◆ Task instructions ◆
Can you return the records below exactly as they stand, but only from the first line through the one with "- Added utils"?

(Beginning of Entries shown)

PR #449, opened 2024-02-01
Added `transform_to_data_extent()`, improved `transform()`

LucaMarconato:
# New API:
- Added utils function `transform_to_data_extent()`, useful to create a converted with downscaled images, where all the -transformations are applied and where 1 pixel = 1 physical unit.

# Improved robustness and tests of transformations
- Added `maintain_positioning` argument to`SpatialData.transform_to_coordinate_system()` and `SpatialData.transform_element_to_coordinate_system()`.
- Fixed bug: incorrect offset translation vector for raster data when calling the two above functions, `transform()` was not affected)
- Fixed bug: `transform()` on multiscale raster was returning the offset translation for the most low res scale, not scale0

Most importantly:
- `transform()` now requires the argument `to_coordinate_system` instead of `transformation` (unless `maintain_positioning` is `True`); in fact, non-explicit target coordinate systems may lead to unintuitive results when an element is aligned to multiple coordinate systems. This change is communicated to the user by an informative exception; in some cases backward compatibility could be ensured so only an informative warning is given.

Note:
The above bugs were not affecting the rest of the codebase because `query()`, `aggregate()`, ... make either use of `transform()` for non-raster data, either operate on the transformations directly, without transforming raster data.

### DIFF
--- a/src/spatialdata/_core/data_extent.py
+++ b/src/spatialdata/_core/data_extent.py
@@ -360,7 +360,6 @@ def _compute_extent_in_coordinate_system(
     )
     df = pd.DataFrame(corners.data, columns=corners.axis.data.tolist())
     d = get_transformation(element, get_all=True)
-    assert isinstance(d, dict)
     points = PointsModel.parse(df, coordinates={k: k for k in axes}, transformations=d)
     transformed_corners = pd.DataFrame(transform(points, to_coordinate_system=coordinate_system).compute())
     # Make sure min and max values are in the same order as axes
--- a/src/spatialdata/_core/data_extent.py
+++ b/src/spatialdata/_core/data_extent.py
@@ -289,9 +289,7 @@ def _(e: GeoDataFrame, coordinate_system: str = "global", exact: bool = True) ->
             coordinate_system=coordinate_system,
             extent=extent,
         )
-    t = get_transformation(e, to_coordinate_system=coordinate_system)
-    assert isinstance(t, BaseTransformation)
-    transformed = transform(e, t)
+    transformed = transform(e, to_coordinate_system=coordinate_system)
     return _get_extent_of_shapes(transformed)
 
 
@@ -305,9 +303,7 @@ def _(e: DaskDataFrame, coordinate_system: str = "global", exact: bool = True) -
             coordinate_system=coordinate_system,
             extent=extent,
         )
-    t = get_transformation(e, to_coordinate_system=coordinate_system)
-    assert isinstance(t, BaseTransformation)
-    transformed = transform(e, t)
+    transformed = transform(e, to_coordinate_system=coordinate_system)
     return _get_extent_of_points(transformed)
 
 
--- a/src/spatialdata/_core/data_extent.py
+++ b/src/spatialdata/_core/data_extent.py
@@ -171,7 +171,7 @@ def get_extent(
     The exact extent is the bounding box `[minx, miny, maxx, maxy] = [0, 0, 0, 1.414]`, while the approximate extent is
     the box `[minx, miny, maxx, maxy] = [-0.707, 0, 0.707, 1.414]`.
     """
-    raise ValueError("The object type is not supported.")
+    raise ValueError(f"The object type {type(e)} is not supported.")
 
 
 @get_extent.register
@@ -369,16 +369,16 @@ def _compute_extent_in_coordinate_system(
     return extent
 
 
-def are_extents_equal(sdata0: SpatialData, sdata1: SpatialData, atol: float = 0.1) -> bool:
+def are_extents_equal(extent0: BoundingBoxDescription, extent1: BoundingBoxDescription, atol: float = 0.1) -> bool:
     """
-    Check if the extents of two SpatialData objects are equal.
+    Check if two data extents, as returned by `get_extent()` are equal up to approximation errors.
 
     Parameters
     ----------
-    sdata0
-        The first SpatialData object.
-    sdata1
-        The second SpatialData object.
+    extent0
+        The first data extent.
+    extent1
+        The second data extent.
     atol
         The absolute tolerance to use when comparing the extents.
 
@@ -392,6 +392,4 @@ def are_extents_equal(sdata0: SpatialData, sdata1: SpatialData, atol: float = 0.
     rasterized data slightly different from the extent of the original data. This bug is tracked in
     https://github.com/scverse/spatialdata/issues/165
     """
-    e0 = get_extent(sdata0)
-    e1 = get_extent(sdata1, coordinate_system="transformed_back")
-    return all(np.allclose(e0[k], e1[k], atol=atol) for k in set(e0.keys()).union(e1.keys()))
+    return all(np.allclose(extent0[k], extent1[k], atol=atol) for k in set(extent0.keys()).union(extent1.keys()))
--- a/src/spatialdata/_core/data_extent.py
+++ b/src/spatialdata/_core/data_extent.py
@@ -367,3 +367,31 @@ def _compute_extent_in_coordinate_system(
     for ax in axes:
         extent[ax] = (transformed_corners[ax].min(), transformed_corners[ax].max())
     return extent
+
+
+def are_extents_equal(sdata0: SpatialData, sdata1: SpatialData, atol: float = 0.1) -> bool:
+    """
+    Check if the extents of two SpatialData objects are equal.
+
+    Parameters
+    ----------
+    sdata0
+        The first SpatialData object.
+    sdata1
+        The second SpatialData object.
+    atol
+        The absolute tolerance to use when comparing the extents.
+
+    Returns
+    -------
+    Whether the extents are equal or not.
+
+    Notes
+    -----
+    The default value of `atol` is currently high because of a bug of `rasterize()` that makes the extent of the
+    rasterized data slightly different from the extent of the original data. This bug is tracked in
+    https://github.com/scverse/spatialdata/issues/165
+    """
+    e0 = get_extent(sdata0)
+    e1 = get_extent(sdata1, coordinate_system="transformed_back")
+    return all(np.allclose(e0[k], e1[k], atol=atol) for k in set(e0.keys()).union(e1.keys()))
--- a/src/spatialdata/_core/data_extent.py
+++ b/src/spatialdata/_core/data_extent.py
@@ -20,9 +20,6 @@ from spatialdata.models import get_axes_names
 from spatialdata.models._utils import SpatialElement
 from spatialdata.models.models import PointsModel
 from spatialdata.transformations.operations import get_transformation
-from spatialdata.transformations.transformations import (
-    BaseTransformation,
-)
 
 BoundingBoxDescription = dict[str, tuple[float, float]]
 
@@ -349,8 +346,6 @@ def _compute_extent_in_coordinate_system(
     -------
     The bounding box description in the specified coordinate system.
     """
-    transformation = get_transformation(element, to_coordinate_system=coordinate_system)
-    assert isinstance(transformation, BaseTransformation)
     from spatialdata._core.query._utils import get_bounding_box_corners
 
     axes = get_axes_names(element)
@@ -364,8 +359,10 @@ def _compute_extent_in_coordinate_system(
         max_coordinate=max_coordinates,
     )
     df = pd.DataFrame(corners.data, columns=corners.axis.data.tolist())
-    points = PointsModel.parse(df, coordinates={k: k for k in axes})
-    transformed_corners = pd.DataFrame(transform(points, transformation).compute())
+    d = get_transformation(element, get_all=True)
+    assert isinstance(d, dict)
+    points = PointsModel.parse(df, coordinates={k: k for k in axes}, transformations=d)
+    transformed_corners = pd.DataFrame(transform(points, to_coordinate_system=coordinate_system).compute())
     # Make sure min and max values are in the same order as axes
     extent = {}
     for ax in axes:
--- a/src/spatialdata/_core/operations/_utils.py
+++ b/src/spatialdata/_core/operations/_utils.py
@@ -63,24 +63,27 @@ def transform_to_data_extent(
     sdata_raster = SpatialData(images=dict(sdata.images), labels=dict(sdata.labels))
     sdata_vector_transformed = sdata_vector.transform_to_coordinate_system(coordinate_system)
 
-    de = get_extent(sdata, coordinate_system=coordinate_system)
-    de_axes = tuple(de.keys())
-    translation_to_origin = Translation([-de[ax][0] for ax in de_axes], axes=de_axes)
+    data_extent = get_extent(sdata, coordinate_system=coordinate_system)
+    data_extent_axes = tuple(data_extent.keys())
+    translation_to_origin = Translation([-data_extent[ax][0] for ax in data_extent_axes], axes=data_extent_axes)
 
-    sizes = [de[ax][1] - de[ax][0] for ax in de_axes]
+    sizes = [data_extent[ax][1] - data_extent[ax][0] for ax in data_extent_axes]
     target_width, target_height, target_depth = _compute_target_dimensions(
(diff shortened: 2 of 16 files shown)


src/spatialdata/_core/spatialdata.py
```diff
@@ -490,29 +490,72 @@ def transform_element_to_coordinate_system(
...
         t = get_transformation_between_coordinate_systems(self, element, target_coordinate_system)
-        transformed = transform(element, t, maintain_positioning=False)
-        remove_transformation(transformed, remove_all=True)
-        set_transformation(transformed, Identity(), target_coordinate_system)
-
+        if maintain_positioning:
+            transformed = transform(element, transformation=t, maintain_positioning=maintain_positioning)
+        else:
+            d = get_transformation(element, get_all=True)
+            assert isinstance(d, dict)
```
melonora, line 516: Idem here, assert is not required I believe.
```suggestion
```

src/spatialdata/_core/spatialdata.py
```diff
@@ -490,29 +490,72 @@ def transform_element_to_coordinate_system(
...
+                d[target_coordinate_system] = t
+                to_remove = True
+            transformed = transform(
+                element, to_coordinate_system=target_coordinate_system, maintain_positioning=maintain_positioning
+            )
+            if to_remove:
+                del d[target_coordinate_system]
+        if not maintain_positioning:
+            d = get_transformation(transformed, get_all=True)
+            assert isinstance(d, dict)
```
melonora, line 528:
```suggestion
```

src/spatialdata/_core/spatialdata.py
```diff
@@ -490,29 +490,72 @@ def transform_element_to_coordinate_system(
...
+            t = list(d.values())[0]
+            remove_transformation(transformed, remove_all=True)
+            set_transformation(transformed, t, target_coordinate_system)
+        else:
+            # When maintaining positioning is true, and if the element has a transformation to target_coordinate_system
+            # (this may not be the case because it could be that the element is not directly mapped to that coordinate
+            # system), then the transformation to the target coordinate system is not needed # because the data is now
+            # already transformed; here we remove such transformation.
+            d = get_transformation(transformed, get_all=True)
+            assert isinstance(d, dict)
```
melonora, line 539:
```suggestion
```

src/spatialdata/_core/operations/rasterize.py
```diff
@@ -448,7 +448,8 @@ def _(
     if schema in (Labels2DModel, Labels3DModel):
         kwargs = {"prefilter": False, "order": 0}
     elif schema in (Image2DModel, Image3DModel):
-        kwargs = {}
+        kwargs = {"order": 0}
+        # kwargs = {}
```
melonora, line 452:
```suggestion
```

src/spatialdata/_core/operations/transform.py
```diff
@@ -132,124 +135,192 @@ def _prepend_transformation(
...
         assert raster_translation is None
-        if maintain_positioning:
-            to_prepend = transformation.inverse()
+        to_prepend = transformation.inverse() if maintain_positioning else Identity()
     else:
         raise TypeError(f"Unsupported type {type(element)}")
+    assert isinstance(to_prepend, BaseTransformation)
 
     d = get_transformation(element, get_all=True)
     assert isinstance(d, dict)
```
melonora, line 168:
```suggestion
```

src/spatialdata/_core/operations/transform.py
```diff
@@ -132,124 +135,192 @@ def _prepend_transformation(
...
+    data: SpatialElement,
+    transformation: BaseTransformation | None,
+    maintain_positioning: bool,
+    to_coordinate_system: str | None,
+) -> tuple[BaseTransformation, str | None]:
+    from spatialdata.transformations import BaseTransformation, get_transformation
+
+    if not maintain_positioning:
+        d = get_transformation(data, get_all=True)
+        assert isinstance(d, dict)
```
melonora, line 192:
```suggestion
```

melonora (commented):
Very quick first pass:)

tests/core/operations/test_transform.py
```diff
@@ -117,65 +118,88 @@ def _unpad_rasters(sdata: SpatialData) -> SpatialData:
...
+def _postpone_transformation(
+    sdata: SpatialData, from_coordinate_system: str, to_coordinate_system: str, transformation: BaseTransformation
+):
+    for element in sdata._gen_elements_values():
+        d = get_transformation(element, get_all=True)
+        assert isinstance(d, dict)
+        assert len(d) == 1
+        t = d[from_coordinate_system]
+        sequence = Sequence([t, transformation])
+        set_transformation(element, sequence, to_coordinate_system)
```
melonora, line 130: Perhaps better to move this to a `_test_utils.py` in src/spatialdata.

tests/core/operations/test_transform.py
```diff
@@ -117,65 +118,88 @@ def _unpad_rasters(sdata: SpatialData) -> SpatialData:
...
-    affine = _get_affine(small_translation=False)
-    padded = transform(
-        transform(sdata, affine, maintain_positioning=False), affine.inverse(), maintain_positioning=False
-    )
-    _unpad_rasters(padded)
-    # raise NotImplementedError("TODO: plot the images")
-    # raise NotImplementedError("TODO: compare the transformed images with the original ones")
+def _remove_coordinate_system(sdata: SpatialData, coordinate_system: str):
+    for element in sdata._gen_elements_values():
+        remove_transformation(element, coordinate_system)
```
melonora, line 135: Same as above

tests/core/operations/test_transform.py
```diff
@@ -117,65 +118,88 @@ def _unpad_rasters(sdata: SpatialData) -> SpatialData:
...
-    # TODO: unpad the image
-    # raise NotImplementedError("TODO: compare the transformed images with the original ones")
+def _compare_extents(sdata0: SpatialData, sdata1: SpatialData):
+    e0 = get_extent(sdata0)
+    e1 = get_extent(sdata1, coordinate_system="transformed_back")
 
+    # we are not pixel perfect here, but "0.1-pixel perfect", I think this is due to an equivalent bug than then one
+    # that appears with rasterize (https://github.com/scverse/spatialdata/issues/165), probably originating from
+    # ndinterp(), which is used both by rasterize() and by transform()
+    assert all(np.allclose(e0[k], e1[k], atol=0.1) for k in set(e0.keys()).union(e1.keys()))
```
melonora, line 145: same as above

melonora (approved):
For record, the asserts were due to mypy complaining that a `BaseTransformation` does not have `keys`, while there is already an assert for the case that `get_all` is `True`. The other option other than the assert would be to ignore these mypy errors.

I think the PR can be approved, but I do think for future and with the refactor more comments can be added here and there to explain the code to make it more clear. Right now without the explanation on zoom it could be hard to follow or maybe that is just me:)

src/spatialdata/_core/data_extent.py
```diff
@@ -289,9 +286,7 @@ def _(e: GeoDataFrame, coordinate_system: str = "global", exact: bool = True) ->
             coordinate_system=coordinate_system,
             extent=extent,
         )
-    t = get_transformation(e, to_coordinate_system=coordinate_system)
-    assert isinstance(t, BaseTransformation)
-    transformed = transform(e, t)
+    transformed = transform(e, to_coordinate_system=coordinate_system)
```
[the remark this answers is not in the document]
LucaMarconato: Done.

src/spatialdata/_core/data_extent.py
```diff
@@ -368,8 +359,10 @@ def _compute_extent_in_coordinate_system(
         max_coordinate=max_coordinates,
     )
     df = pd.DataFrame(corners.data, columns=corners.axis.data.tolist())
-    points = PointsModel.parse(df, coordinates={k: k for k in axes})
-    transformed_corners = pd.DataFrame(transform(points, transformation).compute())
+    d = get_transformation(element, get_all=True)
+    assert isinstance(d, dict)
```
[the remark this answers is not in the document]
LucaMarconato: you are right, I have removed it

src/spatialdata/_core/operations/_utils.py
```diff
@@ -0,0 +1,117 @@
...
+    from spatialdata.transformations.transformations import BaseTransformation, Scale, Sequence, Translation
+
+    sdata = sdata.filter_by_coordinate_system(coordinate_system=coordinate_system)
+    # calling transform_to_coordinate_system will likely decrease the resolution, let's use rasterize() instead
+    sdata_vector = SpatialData(shapes=dict(sdata.shapes), points=dict(sdata.points))
+    sdata_raster = SpatialData(images=dict(sdata.images), labels=dict(sdata.labels))
+    sdata_vector_transformed = sdata_vector.transform_to_coordinate_system(coordinate_system)
+
+    de = get_extent(sdata, coordinate_system=coordinate_system)
+    de_axes = tuple(de.keys())
```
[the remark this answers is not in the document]
LucaMarconato: Done, also for `de_axes`

src/spatialdata/_core/operations/transform.py
LucaMarconato: makes mypy complain

src/spatialdata/_core/operations/transform.py
LucaMarconato: makes mypy complain

src/spatialdata/_core/spatialdata.py
LucaMarconato: makes mypy complain

src/spatialdata/_core/spatialdata.py
LucaMarconato: makes mypy complain

src/spatialdata/_core/spatialdata.py
LucaMarconato: makes mypy complain

tests/core/operations/test_transform.py
LucaMarconato: Good point, actually I have renamed it to `are_extents_equal() -> bool` and moved it to `data_extent.py`

tests/core/operations/test_transform.py
LucaMarconato: moved to utils function `remove_transformations_to_coordinate_system()`

tests/core/operations/test_transform.py
LucaMarconato: I would keep this function here, at least for the moment, because I think it's better for the user to do this operation manually. In this case we assume that len(d) == 1, but in more complex scenario you may have an intricate graph of transformations, and this function could compromise some alignments to other coordinate systems.

LucaMarconato:
Thanks for the review. I have addressed all the comments (and left 3 conversations open to see if you agree with my proposal). I'll fix the docs, otherwise if you re-approve we are good to merge.

src/spatialdata/_core/operations/transform.py
```diff
@@ -104,24 +107,24 @@ def _transform_raster(
...
     raster_translation: Translation | None,
     maintain_positioning: bool,
+    to_coordinate_system: str | None = None,
 ) -> None:
-    """Prepend a transformation to an element.
-
-    After an element has been transformed, this method is called to eventually prepend a particular transformation to
-    the existing transformations of the element. The transformation to prepend depends on the type of the element (
-    raster vs non-raster) and on the maintain_positioning flag.
+    """Adjust the transformations of an element after it has been transformed.
```
kevinyamauchi, line 118: Please add a more clear docstring. I am not sure what "adjustments" are being made

src/spatialdata/_core/operations/_utils.py
```diff
@@ -0,0 +1,120 @@
...
+def transform_to_data_extent(
+    sdata: SpatialData,
+    coordinate_system: str,
+    target_unit_to_pixels: float | None = None,
+    target_width: float | None = None,
+    target_height: float | None = None,
+    target_depth: float | None = None,
+) -> SpatialData:
+    """
+    Transform the spatial data to match the data extent, keeping the positioning, and making all transformations equal.
```
kevinyamauchi, line 21: Can this be another operation than scale? If not, I think we should say scale. I think "tranform" is ambiguous. 

Also what is meant by "making all transformations equal"?

tests/core/operations/test_transform.py
```diff
@@ -459,14 +481,111 @@ def test_map_coordinate_systems_long_path(full_sdata):
...
+    for element in full_sdata._gen_elements_values():
+        # from spatialdata.transformations.operations import _build_transformations_graph
+        #
+        # g = _build_transformations_graph(full_sdata)
+        # import networkx as nx
+        #
+        # nx.draw(g, with_labels=True)
+        # import matplotlib.pyplot as plt
+        #
+        # plt.show()
```
kevinyamauchi, line 550: Do we need these commented lines still?

tests/core/operations/test_transform.py
```diff
@@ -459,14 +481,111 @@ def test_map_coordinate_systems_long_path(full_sdata):
...
+            images=dict(full_sdata.images),
+            labels=dict(full_sdata.labels),
+            points=dict(full_sdata.points),
+            shapes=dict(full_sdata.shapes),
+            table=full_sdata.table,
+        )
+        temp["transformed_element"] = transformed_element
+        t = get_transformation_between_coordinate_systems(temp, temp["transformed_element"], "multi_hop_space")
+        a = t.to_affine_matrix(input_axes=("x",), output_axes=("x",))
+        d = get_transformation(transformed_element, get_all=True)
```
kevinyamauchi, line 564: Can you please use more informative variable names?

kevinyamauchi (approved):
I think this looks good. I left some clarifying questions below. Please feel free to merge once you've addressed them.

melonora:
I also believe it can be merged after @kevinyamauchi comments are adressed.

src/spatialdata/_core/operations/transform.py
LucaMarconato: I renamed the function to  `_set_transformation_for_transformed_elements()` and fixed the docstring. In short, transformed elements don't have a transformation and this needs to be put inside. The transformation is not just the old transformation(s), but needs some "adjustments", which I now explain better.

src/spatialdata/_core/operations/_utils.py
LucaMarconato: In `Transform the spatial data to match the data extent, keeping the positioning, and making all transformations equal.`

The `Transform` is referring to the application of the `transform()` operation. The transformation being applied can be anything, not just scale (affine, etc).

The returned object will be such that if we have the point coordinate (x, y), this will correspond to the pixel (y, x). The problem is that in this way we lose the positioning to the original data, so we still need to add scale and translations to make the returned data align with the original data. 

I will add these information to the docstring.

LucaMarconato: I have also added an extra argument, called `maintain_positioning: bool = True`, which if false sets all the transformations to `Identity()`. I explained this argument in the docstring.

tests/core/operations/test_transform.py
LucaMarconato: removed.

tests/core/operations/test_transform.py
LucaMarconato: I agree, here it looks ugly. In general often in the code I use `t` for transformation, `a` for affine and `d` for the dict of transformations returned by `get_transformation(..., get_all=True)` (which is followed by `assert isinstance(d, dict)` to address `mypy`. So I think the `d` letter is ok.

LucaMarconato:
Thank you both for the review, I have addressed the review comments. 

I also added an argument `maintain_positioning: bool = True` to `transform_to_data_extent()`, which can be more intuitive for the user (I explained this in the docstring).

I also added some extra tests for checking better the results of `transform_to_data_extent()`, and test the new argument.

Merging now 🥳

(End of Entries shown)

◆ Task answer ◆
PR #449, opened 2024-02-01
Added `transform_to_data_extent()`, improved `transform()`

LucaMarconato:
# New API:
- Added utils function `transform_to_data_extent()`, useful to create a converted with downscaled images, where all the -transformations are applied and where 1 pixel = 1 physical unit.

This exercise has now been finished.